The immigration factor

The 2026 plunge has a specific accelerant. Of the 1,678 students Boston lost this year, approximately 1,060 were English learners, according to WBUR. That represents 63% of the total loss coming from a single population.

The timing aligns with the Trump administration's escalation of immigration enforcement beginning in January 2025. Districts with large immigrant populations across eastern Massachusetts saw the steepest drops: Chelsea lost nearly 6%, and Boston, Framingham, Brockton, and Revere all reported outsized English learner declines.

"They want to be in states where there's less attention, in terms of less presence of ICE." -- WBUR, January 2026

Boston's English learner enrollment had been growing steadily for years, from 9,789 in 2005 (17.0% of the district) to a peak of 16,920 in 2013 (30.7%). That growth partially offset losses in other populations. The 2026 reversal, from 15,972 to 14,913, is the steepest non-pandemic drop in English learners since 2005. (The COVID year of 2021 saw a larger decline of 2,320.) It removes the one demographic buffer that had been slowing the district's decline.

A district that costs more as it shrinks

Boston's shrinking enrollment does not produce proportional savings. Superintendent Skipper's proposed FY27 budget totals $1.71 billion, a 4.5% increase over the current year, even as the district projects 3,000 fewer students over two years. Per-pupil costs now exceed $31,000, among the highest of any large urban district in the country.

"The reality is that our costs are increasing at a faster rate than our revenues." -- Superintendent Mary Skipper, WBUR, February 2026

The district faces an $86 million cost increase next year across health insurance, transportation, out-of-district special education, and labor contracts. To close the gap, BPS has proposed cutting 300 to 400 positions, including more than 200 teachers and 100 paraprofessionals. Three schools are set to close by summer 2027, affecting roughly 800 students, with the district aiming to reduce its 109-school footprint to 95 by 2030.

The fiscal math is relentless. Nearly one in four Boston students (24.4%) receives special education services, and one in three (33.6%) is classified as an English learner. The instructional programs these students receive carry higher per-pupil costs than general education, and those costs do not decline when a general-education student leaves the district.

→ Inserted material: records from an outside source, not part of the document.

PR #138, opened 2022-02-06
Convert API to snake case

glennsl:
While we're at it making breaking changes, I'd like to follow up with some reorganization and renaming to make the API more ergonomic, such as giving `useEffect0` etc. more meaningful names, dropping unnecessary repetition and verbosity, such as in `React.Dom.create_dom_element_variadic`, using more idiomatic OCaml constructs such as labeled arguments instead of putting `_with_X` in function names, and generally try to clean things up a bit. But I'll do that in a later PR once this has been approved and merged.

### DIFF
--- a/ppx/ppx.ml
+++ b/ppx/ppx.ml
@@ -8,7 +8,7 @@
 (*
    The transform:
    transform `[@JSX] div(~props1=a, ~props2=b, ~children=[foo, bar], ())` into
-   `React.Dom.createDOMElementVariadic("div", React.Dom.domProps(~props1=1, ~props2=b), [foo, bar])`.
+   `React.Dom.create_dom_element_variadic("div", React.Dom.domProps(~props1=1, ~props2=b), [foo, bar])`.
    transform the upper-cased case
    `[@JSX] Foo.createElement(~key=a, ~ref=b, ~foo=bar, ~children=[], ())` into
    `React.create_element(Foo.make, Foo.makeProps(~key=a, ~ref=b, ~foo=bar, ()))`
--- a/ppx/ppx.ml
+++ b/ppx/ppx.ml
@@ -674,7 +674,7 @@ let make_js_comp ~loc ~fn_name ~forward_ref ~has_unit ~named_arg_list
 
 (* Builds the intermediate function with labelled arguments that will call make_props.
    [body] is the the component implementation as originally written in source,
-   but without any wrappers like React.memo or forwar_ref *)
+   but without any wrappers like React.memo or forward_ref *)
 let make_ml_comp ~loc ~fn_name ~body rest =
   Exp.mk ~loc
     (Pexp_let (Nonrecursive, [Vb.mk (Pat.var {loc; txt= fn_name}) body], rest))
--- a/ppx/ppx.ml
+++ b/ppx/ppx.ml
@@ -11,10 +11,10 @@
    `React.Dom.createDOMElementVariadic("div", React.Dom.domProps(~props1=1, ~props2=b), [foo, bar])`.
    transform the upper-cased case
    `[@JSX] Foo.createElement(~key=a, ~ref=b, ~foo=bar, ~children=[], ())` into
-   `React.createElement(Foo.make, Foo.makeProps(~key=a, ~ref=b, ~foo=bar, ()))`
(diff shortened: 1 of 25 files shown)


ppx/ppx.ml
```diff
@@ -674,7 +674,7 @@ let make_js_comp ~loc ~fn_name ~forward_ref ~has_unit ~named_arg_list
 
 (* Builds the intermediate function with labelled arguments that will call make_props.
    [body] is the the component implementation as originally written in source,
-   but without any wrappers like React.memo or forwardRef *)
+   but without any wrappers like React.memo or forwar_ref *)
```
jchavarri, line 677:
```suggestion
   but without any wrappers like React.memo or forward_ref *)
```

test/test_reason.re
```diff
@@ -28,7 +28,7 @@ let withContainer = f => {
   let container = Dom_html.createDiv(doc);
   Dom.appendChild(doc##.body, container);
   let result = f(container);
-  ignore(React.Dom.unmountComponentAtNode(container));
+  ignore(React.Dom.unmount_component_at_node(container));
```
jchavarri, line 31: lol this test file is "disintegrating" over time, little by little 😄

jchavarri (approved):
This looks really good! Thanks a lot for taking the time to do all this work.

The changes seem quite mechanical, so I have nothing to add at specific level except one tiny typo.

On a more generic level, my main concern is that this is effectively removing ergonomic support for Reason syntax. I guess in the future we could have a separate lib that just aliases the OCaml names? I am not sure how to do this without it becoming a maintenance burden unfortunately (same thing has happened to me in the past with docs, examples, etc). Maybe we could automate it with some script, or ppx. Not sure. Tablecloth tried to do this but you can see how much effort it takes, and challenges like some flavour being documented while the other [is not](https://github.com/darklang/tablecloth/blob/349232b6214e60f582d629e69e2d51fed9d9f37e/rescript/src/TableclothArray.mli#L140)).

If we don't find an easy way to add Reason camel case names, I would most probably remove the JSX part away from the ppx after this PR is merged, and move it to a separate ppx, or even package or repo, so there is less area for confusion (and frustration).

I leave the PR open for 1 more day or so, to leave time for others to comment :)

glennsl:
> On a more generic level, my main concern is that this is effectively removing ergonomic support for Reason syntax.

This seems to conflate syntax and ergonomics with convention and familiarity. I don't think there's anything about the Reason syntax that actually makes snake_cased identifiers less _ergonomic_. I suppose it is in Reason's _"spirit"_ to use the more familiar camelCased identifiers, but operating in the OCaml ecosystem with this convention has always been quite awkward and unergonomic, I think, because most of the ecosystem does not follow that convention and so you have to remember which APIs use which convention. It was only in the BuckleScript ecosystem that this worked well, because that ecosystem was built from the ground up on those conventions.

Not that familiarity can't also be a goal, of course, but even if it's feasible to maintain two different naming conventions for jsoo-react, how feasible is it really to do so for the rest of the ecosystem? One can perhaps hope that the relative popularity of Rust has made the combination of snake_case and Algol-style syntax more familiar, so that it wouldn't be that much of a hurdle.

jchavarri:
> I suppose it is in Reason's "spirit" to use the more familiar camelCased identifiers, but operating in the OCaml ecosystem with this convention has always been quite awkward and unergonomic,

Yeah what I meant is that historically Reason has "inherited" JavaScript camel case in the APIs. Even Js_of_ocaml has followed similar approach as well ([example](https://github.com/ocsigen/js_of_ocaml/blob/882f26c5826ba7839fdc9270d4dfb987f17a7396/lib/js_of_ocaml/dom_html.mli)).

But more recent packages like [Brr](https://erratique.ch/software/brr/doc/Brr_canvas/Gl/index.html) moves in the same direction as this PR: using OCaml snake case names everywhere, which I think makes more sense and removes confusion in the long term.

If there are users of jsoo-react that want to keep using Reason syntax and would like some "flavour" of the jsoo-react library using Reason/camel case names I think we can discuss how to implement it in a (hopefully automated) way to reduce maintenance costs.

jchavarri:
Thanks again for your work on this, @glennsl !

PR #139, opened 2022-02-08
Docs: experiment with docsify

jchavarri:
This is a small experiment for what could be the first version of docs (not counting existing `example` folder, which served its purpose, but I think can be retired now 😅 ).

docs

This experiment is using [docsify](https://docsify.js.org/) with some updates. I really liked docsify for a few reasons:

- It is very minimal and clean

Boston demographic composition shift, 1994-2026

The charter question

About 9,700 students attend Boston-authorized charter schools that are counted separately from BPS enrollment. Brooke Charter (2,230 students) and Roxbury Prep (1,225) are the largest. These students live in Boston but do not appear in the district's 44,416 headcount.

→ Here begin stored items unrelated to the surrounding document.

PR #141, opened 2022-02-13
Experiment: more ergonomic/idiomatic API

glennsl:
This aims to adapt the API to be more ergonomic and idiomatic OCaml. The purpose being to get a thorough understanding of what an API that is internally consistent with the OCaml ecosystem would look like, and what a developer coming from an OCaml background, rather than a React background, would expect. Based on this, and with the existing React-like API as a counter-point, we'll hopefully be able to come up with a synthesis that will be familiar to both React and OCaml developers, and provide a consistent experience when working with the rest of the OCaml ecosystem.

### DIFF
--- a/lib/core.mli
+++ b/lib/core.mli
@@ -329,26 +329,11 @@ val use_effect_on_change7 :
       (if before_render then _use_layout_effect7 else _use_effect7)
         Imports.react f values]
 
-val use_callback : ('input, 'output) callback -> ('input, 'output) callback
-  [@@js.custom
-    val use_callback_internal :
-         Imports.react
-      -> ('input, 'output) callback
-      -> 'a array option_undefined
-         (* Important: we don't want to use an arrow type to represent returning callback (i.e. (Ojs.t -> Ojs.t)) as the callback
-            would get wrapped inside caml_js_wrap_callback_strict in the resulting code *)
-      -> ('input, 'output) callback
-      [@@js.call "useCallback"]
-
-    let use_callback cb = use_callback_internal Imports.react cb None]
-
-val use_callback0 : ('input, 'output) callback -> ('input, 'output) callback
-  [@@js.custom
-    let use_callback0 f = use_callback_internal Imports.react f (Some [||])]
-
 val use_callback1 :
   ('input, 'output) callback -> 'a array -> ('input, 'output) callback
   [@@js.custom
+    (* Important: we don't want to use an arrow type to represent returning callback (i.e. (Ojs.t -> Ojs.t)) as the callback
+       would get wrapped inside caml_js_wrap_callback_strict in the resulting code *)
     val use_callback1_internal :
          Imports.react
       -> ('input, 'output) callback
--- a/lib/core.mli
+++ b/lib/core.mli
@@ -687,25 +687,17 @@ module Fragment : sig
           (make_props ?key ()) children]
 end
 
-val memo : 'props component -> 'props component
+val memo :
+  ?compare:('props -> 'props -> bool) -> 'props component -> 'props component
   [@@js.custom
-    val memo_internal : Imports.react -> 'props component -> 'props component
-      [@@js.call "memo"]
-
-    let memo component = memo_internal Imports.react component]
-
-val memo_custom_compare_props :
-  'props component -> ('props -> 'props -> bool) -> 'props component
-  [@@js.custom
-    val memo_custom_compare_props_internal :
+    val memo_internal :
          Imports.react
       -> 'props component
-      -> ('props -> 'props -> bool)
+      -> ('props -> 'props -> bool) option_undefined
       -> 'props component
       [@@js.call "memo"]
 
-    let memo_custom_compare_props component compare =
-      memo_custom_compare_props_internal Imports.react component compare]
+    let memo ?compare component = memo_internal Imports.react component compare]
 
 val set_display_name : 'props component -> string -> unit
   [@@js.set "displayName"]
--- a/lib/core.mli
+++ b/lib/core.mli
@@ -428,17 +428,6 @@ val use_callback7 :
     let use_callback7 callback watchlist =
       use_callback7_internal Imports.react callback watchlist]
 
-val use_memo : (unit -> 'value) -> 'value
-  [@@js.custom
-    val use_memo_internal :
-      Imports.react -> (unit -> 'value) -> 'any array option_undefined -> 'value
-      [@@js.call "useMemo"]
-
-    let use_memo f = use_memo_internal Imports.react f None]
-
-val use_memo0 : (unit -> 'value) -> 'value
-  [@@js.custom let use_memo0 f = use_memo_internal Imports.react f (Some [||])]
-
 val use_memo1 : (unit -> 'value) -> 'a array -> 'value
   [@@js.custom
     val use_memo1_internal :
--- a/lib/core.mli
+++ b/lib/core.mli
@@ -667,14 +667,13 @@ module Children : sig
 
       let map element mapper = map_internal children_internal element mapper]
 
-  val map_with_index : element list -> (element -> int -> element) -> element
+  val mapi : element list -> (element -> int -> element) -> element
     [@@js.custom
-      val map_with_index_internal :
+      val mapi_internal :
         Ojs.t -> element list -> (element -> int -> element) -> element
         [@@js.call "map"]
 
-      let map_with_index element mapper =
-        map_with_index_internal children_internal element mapper]
+      let mapi element mapper = mapi_internal children_internal element mapper]
 
   val for_each : element list -> (element -> unit) -> unit
     [@@js.custom
--- a/lib/core.mli
+++ b/lib/core.mli
@@ -104,245 +104,41 @@ val clone_element : element -> 'props -> element
     let clone_element element props =
       clone_element_internal Imports.react element props]
 
-val use_effect : (unit -> (unit -> unit) option_undefined) -> unit
-  [@@js.custom
-    val use_effect_internal :
-      Imports.react -> (unit -> (unit -> unit) option_undefined) -> unit
-      [@@js.call "useEffect"]
-
-    let use_effect callback = use_effect_internal Imports.react callback]
-
-val use_effect0 : (unit -> (unit -> unit) option_undefined) -> unit
-  [@@js.custom
-    val use_effect0_internal :
-         Imports.react
-      -> (unit -> (unit -> unit) option_undefined)
-      -> Ojs.t array
-      -> unit
-      [@@js.call "useEffect"]
-
-    let use_effect0 callback = use_effect0_internal Imports.react callback [||]]
-
-val use_effect1 : (unit -> (unit -> unit) option_undefined) -> 'a array -> unit
-  [@@js.custom
-    val use_effect1_internal :
-         Imports.react
-      -> (unit -> (unit -> unit) option_undefined)
-      -> 'a array
-      -> unit
-      [@@js.call "useEffect"]
-
-    let use_effect1 callback watchlist =
-      use_effect1_internal Imports.react callback watchlist]
-
-val use_effect2 : (unit -> (unit -> unit) option_undefined) -> 'a * 'b -> unit
-  [@@js.custom
-    val use_effect2_internal :
-         Imports.react
-      -> (unit -> (unit -> unit) option_undefined)
-      -> 'a * 'b
-      -> unit
-      [@@js.call "useEffect"]
-
-    let use_effect2 callback watchlist =
-      use_effect2_internal Imports.react callback watchlist]
-
-val use_effect3 :
-  (unit -> (unit -> unit) option_undefined) -> 'a * 'b * 'c -> unit
-  [@@js.custom
-    val use_effect3_internal :
-         Imports.react
-      -> (unit -> (unit -> unit) option_undefined)
-      -> 'a * 'b * 'c
-      -> unit
-      [@@js.call "useEffect"]
-
-    let use_effect3 callback watchlist =
-      use_effect3_internal Imports.react callback watchlist]
-
-val use_effect4 :
-  (unit -> (unit -> unit) option_undefined) -> 'a * 'b * 'c * 'd -> unit
-  [@@js.custom
-    val use_effect4_internal :
-         Imports.react
-      -> (unit -> (unit -> unit) option_undefined)
-      -> 'a * 'b * 'c * 'd
-      -> unit
-      [@@js.call "useEffect"]
-
-    let use_effect4 callback watchlist =
-      use_effect4_internal Imports.react callback watchlist]
-
-val use_effect5 :
-  (unit -> (unit -> unit) option_undefined) -> 'a * 'b * 'c * 'd * 'e -> unit
-  [@@js.custom
-    val use_effect5_internal :
-         Imports.react
-      -> (unit -> (unit -> unit) option_undefined)
-      -> 'a * 'b * 'c * 'd * 'e
-      -> unit
-      [@@js.call "useEffect"]
-
-    let use_effect5 callback watchlist =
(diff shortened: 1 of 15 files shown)


jchavarri:
Thanks for this @glennsl, I haven't been able to review it yet, but checked the issues to unblock you.

> Also, any ideas on troubleshooting hanging test issues?

I just commented all effects related tests and then uncomment progressively, until I found the culprit. I noticed that uncommenting this call to `use_effect_on_change1` would trigger the problem again:

https://github.com/glennsl/jsoo-react/blob/6ffbb3bd4406b398d2cf2f2e9b537bacc6318b41/test/test_reason.re#L157

After checking the code, I saw that after the changes in this branch, the dependency for `use_effect_on_change1` is now automatically wrapped from the library code:

https://github.com/glennsl/jsoo-react/blob/6ffbb3bd4406b398d2cf2f2e9b537bacc6318b41/lib/core.mli#L181

while this was not the case before:

https://github.com/glennsl/jsoo-react/blob/5b81ab32cd4fc95277da8bb2ab97842e2b7656dd/lib/core.mli#L131

Unwrapping the dependency in [the test](https://github.com/glennsl/jsoo-react/blob/6ffbb3bd4406b398d2cf2f2e9b537bacc6318b41/lib/core.mli#L181) fixes the issue:

```ocaml
React.use_effect_on_change1(
  () => {
    setCountStr(((count, str)) => (count + 1, f(str)));
    None;
  },
  f,
);
```

glennsl:
Ah, thanks @jchavarri. Good catch!

I think the root problem of the infinite loop in particular is a test design problem I've also come across with other tests, that they use `use_state` to track test state, which itself also affects the test because it triggers re-rendering. And because a new array is created for the watched variable every time, it will always be invalidated, call the effect and trigger another re-rendering etc., ad infinitum. I've converted a few tests to use an ordinary `ref` instead to avoid this problem, and probably should go over all the tests to do the same at some point.

jchavarri:
> And because a new array is created for the watched variable every time, it will always be invalidated, call the effect and trigger another re-rendering etc., ad infinitum.

This makes sense. It's a bit unfortunate that we have to stop using `use_state` in tests due to this issue.

glennsl:
We don't necessarily have to stop using `use_state`, I just don't think it's a good idea to have the test setup affect the tests because it can lead to issues like this, and even obscure actual test failures.

Why do you think it's unfortunate to stop using it?

jchavarri:
I was just thinking that the more `use_state` is used in tests, the better (more edge cases can be caught). But it is probably not necessary, as long as we have some specific tests for it, then it makes sense to not use it and simplify other tests like effects etc. 👍

lib/core.mli
```diff
@@ -99,233 +99,230 @@ val clone_element : element -> 'props -> element
     let clone_element element props =
       clone_element_internal Imports.react element props]
 
-val use_effect : (unit -> (unit -> unit) option_undefined) -> unit
+val use_effect_always :
+  ?before_render:bool -> (unit -> (unit -> unit) option_undefined) -> unit
```
jchavarri, line 103: `before_render` adds cognitive load as there's nothing like this in either React or rescript-react, and also leads to more verbose code. What are the reasons why you think `use_layout_effect*` functions should be replaced with it?

lib/core.mli
```diff
@@ -99,233 +99,230 @@ val clone_element : element -> 'props -> element
...
+      -> 'a array
       -> unit
-      [@@js.call "useEffect"]
+      [@@js.call "useLayoutEffect"]
 
-    let use_effect5 callback watchlist =
-      use_effect5_internal Imports.react callback watchlist]
+    let use_effect_on_change1 ?(before_render = false) f a =
+      (if before_render then _use_layout_effect else _use_effect)
+        Imports.react f [|a|]]
```
jchavarri, line 181: This is 100%opinion, but I think this change is going to lead to a lot of confusion as diverges from rescript-react, as was seen with the tests endless rendering. Why not leave the array wrapping outside the function?

lib/core.mli
```diff
@@ -536,56 +533,35 @@ val use_state : (unit -> 'state) -> 'state * (('state -> 'state) -> unit)
...
-          [| Ojs.fun_to_js 2 (fun (state : Ojs.t) (action : Ojs.t) ->
-                 Obj.magic (reducer (Obj.magic state) (Obj.magic action)) )
-           ; Obj.magic init |]
-      in
-      (Obj.magic (Ojs.array_get result 0), Obj.magic (Ojs.array_get result 1))
-
-    let use_reducer reducer initial =
-      use_reducer_internal Imports.react reducer initial]
-
-val use_reducer_with_map_state :
```
jchavarri, line 561: What happened with this function? It is useful to do lazy initialization https://reactjs.org/docs/hooks-reference.html#lazy-initialization

lib/core.mli
```diff
@@ -536,56 +533,35 @@ val use_state : (unit -> 'state) -> 'state * (('state -> 'state) -> unit)
...
-     ('state -> 'action -> 'state)
-  -> 'initialState
-  -> ('initialState -> 'state)
+     reducer:('state -> 'action -> 'state)
```
jchavarri, line 536: Maybe we could put `reducer` last, and remove the label. Otherwise it's a bit strange to do `use_reducer ~reducer` 🤔

test/test_reason.re
```diff
@@ -146,103 +146,6 @@ let testContext = () => {
   });
 };
 
-let testUseEffect = () => {
```
jchavarri, line 149: Deleted because already available in OCaml file, right?

jchavarri (commented):
This is looking great, I left comments on parts where things are not so clear to me.

lib/core.mli
glennsl: `before_render` is very descriptive, signalling that this will trigger the effect before rendering, as opposed to after, and that this is the only effect the flag will have. `use_layout_effect` on the other hand sounds like a completely different kind of effect. What is a "layout effect"? What does it do, and how is it different from an ordinary effect? Given no further context, I think the latter has a much bigger cognitive load.

It's probably not fair to not consider other context, of course, such as existing familiarity with React. But for this iteration I'm trying to imagine how I'd design the API if I did so from scratch. Then, starting from that, try to take other considerations into account. So it would be helpful to know if your concerns are solely from the perspective of someone who already knows React, or if it's more general.

lib/core.mli
glennsl: It's leaking internal implementation details. There's no reason the user should need to know that this uses an array internally, and have to wrap it manually. It's also inconsistent with all the other `use_effect` functions, which all take a tuple instead of an array. Because, of course, tuples are represented as arrays in JS. But there is no 1-tuple that maps to a single-element array, because that makes absolutely no sense from an OCaml perspective. Would you consider an API like this reasonable if implemented in pure OCaml? If not, why should we expect user's to find it reasonable just because it binds to JavaScript?

I think the reason `rescript-react` has chosen this design is solely because they obsess over zero-cost bindings, irregardless of cognitive cost. If you interact very closely with JavaScript and expect your users to deeply understand this model, it might make sense, but I'm not sure that transfers all that well to jsoo.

Charter enrollment is a contributing factor but not the primary driver of the long-term trend. Boston's decline predates the significant expansion of the charter sector, and the magnitude of the 19,346-student loss since 1998 far exceeds current charter enrollment. The housing affordability crisis, falling birth rates, and immigration enforcement are all more recent forces layered onto a structural demographic shift that has been underway for a generation.

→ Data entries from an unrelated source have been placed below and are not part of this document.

PR #144, opened 2022-02-14
Add global_attributes into both html and svg Props.

davesnx:
Just including all global attributes on svg, so are all available as Props.


lib/dom_global_attributes.ml
```diff
@@ -0,0 +1,29 @@
+include Dom_dsl_core.Prop
+
+let accessKey = string "accessKey"
+
+let className = string "className" (* substitute for "class" *)
+
+let contentEditable = bool "contentEditable"
+
+let contextMenu = string "contextMenu"
```
jchavarri, line 9: This attr is obsolete and will be removed, I wonder if we should just not add it https://developer.mozilla.org/en-US/docs/Web/HTML/Global_attributes/contextmenu

lib/dom_global_attributes.ml
```diff
@@ -0,0 +1,29 @@
...
+
+let lang = string "lang"
+
+let role = string "role" (* ARIA role *)
+
+let style = (any "style" : Dom.Style.t -> t)
+
+let spellCheck = bool "spellCheck"
+
+let tabIndex = int "tabIndex"
```
jchavarri, line 27: What is the rule about camelCase / snake_case in general? I assume for DOM related stuff we keep the original names? cc @glennsl

jchavarri (approved):
Looks good! 👍

lib/dom_global_attributes.ml
davesnx: Done in aa8a2e5

lib/dom_html.ml
```diff
@@ -11,36 +12,6 @@ module Prop = struct
 
   let defaultValue = string "defaultValue"
 
-  (* global html attributes *)
```
glennsl, line 14: Hold on, these are global _HTML_ attributes, meaning that they apply to all HTML elements, but not necessarily to any other elements, like SVG. SVG does specify [a set of "core" attributes](https://svgwg.org/svg2-draft/struct.html#CommonAttributes) which overlap quite a bit with these, but neither are a subset or superset of the other.

If some of these are missing from `Svg`, I'd suggest just adding them directly there.

lib/dom_global_attributes.ml
glennsl: Good question. HTML attributes are actually flatcase, so if we were restricted to that we could just ignore the issue altogether. Unfortunately our life is not that simple. SVG actually manages to mix both flatcase, cemaelCase _and_ kebab-case in its attribute naming. And React of course has chosen camelCase even for flatcased names. Since there are other React-specific naming conventions we rely on as well (`className`, `htmlFor` etc.), it might be better to just stick with that, yeah.

Now I wonder if we should have stuck with camelCase for CSS properties too...

lib/dom_html.ml
davesnx: Following the HTML spec, you are totally correct. By the spec SVGs aren't valid with those attributes attached. This isn't the same in React JSX where any of those are available and valid (in their TypeScript definitions as well): https://codesandbox.io/s/mutable-fire-cd5ro?file=/src/App.js

The only attribute that isn't valid on the sandbox is 'accessKey' (wasn't aware of that one).

davesnx: I'm unsure what we prefer, to keep it close to the spec (which seems reasonable for me) or keep it as React. For now, I would argue that all props are available to all elements, which makes HTML validity (or SVG validity) a joke. 

Part of the effort of https://github.com/ml-in-barcelona/jsoo-react/pull/71 and https://github.com/ml-in-barcelona/jsoo-react/pull/66/files was to create a more HTML safe mechanism than reason-react. This effort with the Dom_Html got a little lost.

glennsl: I was thinking it'd be better to just copy the missing one's to `Svg`. The problem with having a set of modules with "global" attributes is that it implies that these apply to everything. And so if at some point in the future we decide to add support for something like VML, for example (for the impending metaverse), or MathML, then odds are these won't all be applicable.

> Part of the effort of https://github.com/ml-in-barcelona/jsoo-react/pull/71 and https://github.com/ml-in-barcelona/jsoo-react/pull/66/files was to create a more HTML safe mechanism than reason-react. This effort with the Dom_Html got a little lost.

Thanks for pointing to these. I've seen this referenced elsewhere, but hadn't actually seen the PRs. They're very well-structured and pleasant to read too! What I still don't understand, however, is the rationale for this. I see correctness mentioned in one of the PRs, but correctness shouldn't be an end in and of itself (although if it's free then I certainly wouldn't mind!) I also don't entirely understand how this PR fits into the picture.

jchavarri: > (for the impending metaverse)

🤣 

> I still don't understand, however, is the rationale for this

I believe (@davesnx can correct me) the rationale was to have a way to help users identify cases where the wrong attribute is being passed to some element.

> but correctness shouldn't be an end in and of itself 

could you elaborate? I don't understand this, I would always assume using correctness to have the tool help users build valid trees would be useful, all other things being equal.

glennsl: Not necessarily. There are many situations where the price of correctness is higher than the benefit. And what is "correct" isn't always well defined. As is the case with HTML, which is an ever-changing living standard. It's also not just that new elements and attributes are added, some also get deprecated. Is it then correct to use a deprecated attribute? Is it correct to use an attribute that has just been standardized but isn't yet supported by any browser?

In addition comes the cost of maintaining such a complex and ever-changing system and the procedures for deciding what to include and what not to include in it. But that's still just one side of the equation, and why I'm asking about the other side. There might be benefits that outweigh these costs, but I can't really say that I see them.

I can see that rejecting attributes that are invalid on certain elements as a use case, but I don't actually see much value in that in practice. Looking at my the codebase I'm working on now, we use very few non-global attributes. There's quite a few `<a href=...>`s and ``s, and some `<input type=...>`s, but that's really about it for HTML. SVG is much more interesting, but the challenge there is to remember the cryptic attribute names in the first place, and what mysterious sequence of characters to put in them, not so much which goes where. And I'll usually create a higher level API so as to avoid having to deal with that directly anyway.

That's not to say I'm against this idea. I just don't have a clear picture of either costs or benefits. I also think some of the costs will depend on what benefits are being targeted. For example, if this would enable completion of the reduced set of attributes that are valid for the current element, that would have significant value to me. But I can't see how to accomplish that without incurring costs that I would consider too high (like changing the DSL to something like `Html.Div.(make Props[| ... |] [])`).

davesnx:
Updated the "missing" props into SVG and leave the discussion of correctness/safety out of this PR.

PR #2, opened 2015-06-04
Include option to prefix file reports

mrfyda:


rtfpessoa:
Looks good to me. If compiles you can merge.

PR #13, opened 2015-11-22
Fix printed version

### LINKED ISSUE #8: codacy-coverage-reporter prints wrong version
When running with --help flag, it prints 

```
codacy-coverage-reporter 1.0.0
Usage: codacy-coverage-reporter [options]

  -l <value> | --language <value>
        foo is an integer property
  -t <value> | --projectToken <value>
        your project API token
  -r <value> | --coverageReport <value>
        your project API token
  --codacyApiBaseUrl <value>
        the base URL for the Codacy API
  --prefix <value>
        the project path prefix
  --help
        prints this usage text
```

When the actual version is 1.0.4
This version should be fetched from the pom or something. This way you have to manually change in every release

https://github.com/codacy/codacy-coverage-reporter/blob/master/src/main/scala/com/codacy/CodacyCoverageReporter.scala#L65

pedrorijo91:
Instead of harcoded string (previously "1.0.0" since forever), now getting the from `build.sbt`

From: http://stackoverflow.com/questions/8957025/sbt-including-the-version-number-in-a-program

Closes #8

### DIFF
--- a/src/main/scala/com/codacy/CodacyCoverageReporter.scala
+++ b/src/main/scala/com/codacy/CodacyCoverageReporter.scala
@@ -62,7 +62,7 @@ object CodacyCoverageReporter {
 
   def buildParser = {
     new scopt.OptionParser[Config]("codacy-coverage-reporter") {
-      head("codacy-coverage-reporter", "1.0.0")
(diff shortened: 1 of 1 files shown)


mrfyda:
LGTM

A shrinking footprint in a state that isn't growing either

Boston's share of statewide enrollment has fallen from 7.2% in 1994 to 4.9% in 2026. The district is declining faster than the state as a whole. Massachusetts statewide enrollment dropped to 900,490 in 2026, its lowest since 1994, but Boston's 30.3% decline since its peak dwarfs the state's 8.4% drop from its own 2003 peak of 983,313.

Boston's share of statewide enrollment

Superintendent Skipper's plan calls for 95 school buildings by 2030, down from 109 today. That means closing or merging 14 more schools in four years while simultaneously managing a budget that rises 4.5% annually and an enrollment that falls 3% to 4%. Somewhere in the district, a kindergarten classroom enrolled 3,248 five-year-olds this fall. In 1998, that number was 5,060. The buildings those children sit in were designed for a city that no longer exists.